Fodness is an active community member, curator, and collaborator with The Flying OHNO Twins and The DMB Collective. He co-founded Showpen Residency, is a founding member of Hyperlink, he is an Artnaut, and a member of Tank Studios. He served as an educator at the university level for nearly seven years at various institutions including University of Denver, Rocky Mountain College of Art and Design, and Metro State University of Denver. He currently lives and works in Denver, Colorado.
Tobias Fike
Tobias Fike lives and works in Arvada, CO, as an interdisciplinary artist.

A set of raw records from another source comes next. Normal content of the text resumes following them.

PR #2427, opened 2022-01-06
fix regexp

### LINKED ISSUE #2059: discord roles dont get chat filled properly

DrAnax:
Closes #2059 

Cannot test (but [code](https://github.com/Hanabi-Live/hanabi-live/blob/bcbe24fe6ef18f1591ffd9aaab68980e3f7bed5b/server/src/chat.go#L93) now fetches the correct user id)

(based on issue screenshot)

### DIFF
--- a/server/src/chat.go
+++ b/server/src/chat.go
@@ -19,7 +19,7 @@ const (
 )
 
 var (
-	mentionRegExp = regexp.MustCompile(`&lt;@&!*(\d+?)&gt;`)
+	mentionRegExp = regexp.MustCompile(`&lt;@&*!*(\d+?)&gt;`)
 	channelRegExp = regexp.MustCompile(`&lt;#(\d+?)&gt;`)
 )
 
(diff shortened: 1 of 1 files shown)


DrAnax:
Rerun the tests

Zamiell:
i think the `&` should have a `*` after it right?
since it isn't in every single mention

DrAnax:
> i think the `&` should have a `*` after it right? since it isn't in every single mention

According to the screenshot, there's only one `&`. Console tests show that the user_id is grabbed correctly.

Zamiell:
correct me if I am wrong, but I think this regex is used to parse both user mentions and role mentions, which are distinct from each other.
the former does not have an ampersand in it, right?

DrAnax:
Right:

```
mentionRegExp = regexp.MustCompile(`&lt;@&*!*(\d+?)&gt;`)
test &lt;@&921716503051632650&gt;
Discord ID: 921716503051632650

test &lt;@921716503051632650&gt;
Discord ID: 921716503051632650
```

vs

```
mentionRegExp = regexp.MustCompile(`&lt;@&!*(\d+?)&gt;`)
test &lt;@&921716503051632650&gt;
Discord ID: 921716503051632650

test &lt;@921716503051632650&gt;
Discord ID: not found
```

server/src/chat.go
```diff
@@ -79,9 +79,9 @@ func chatServerSendPM(s *Session, msg string, room string) {
 }
 
 func chatFillMentions(msg string) string {
-	if discord == nil {
-		return msg
-	}
+	// if discord == nil {
```
Zamiell, line 82: what

DrAnax: oops, debug, sorry

Zamiell:
good fix, thank you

The form of his work is incredibly varied, and he approaches a range of concepts, from his personal experiences of family, place, and grief, to humankind’s’ temporal relationship with the universe and observations of time.
Fike was born in Lincoln, NE, and moved to Kansas City when he was ten, he then later returned to Lincoln to attend the University of Nebraska, where he earned a BFA in 2000. He received his MFA from the University of Colorado Boulder in 2011. Fike's work has been exhibited nationally and internationally, with exhibitions in many cities, including Berlin, Germany; Coimbra, Portugal; Shanghai, China; Houston, TX; Tucson, AZ; and Chicago, IL, to name a few.
Additionally, one of Fike’s collaborative works with Matthew Harris, a longtime colleague, is in the Kadist Art Foundation, Video Americas Collection, now housed in San Francisco, CA.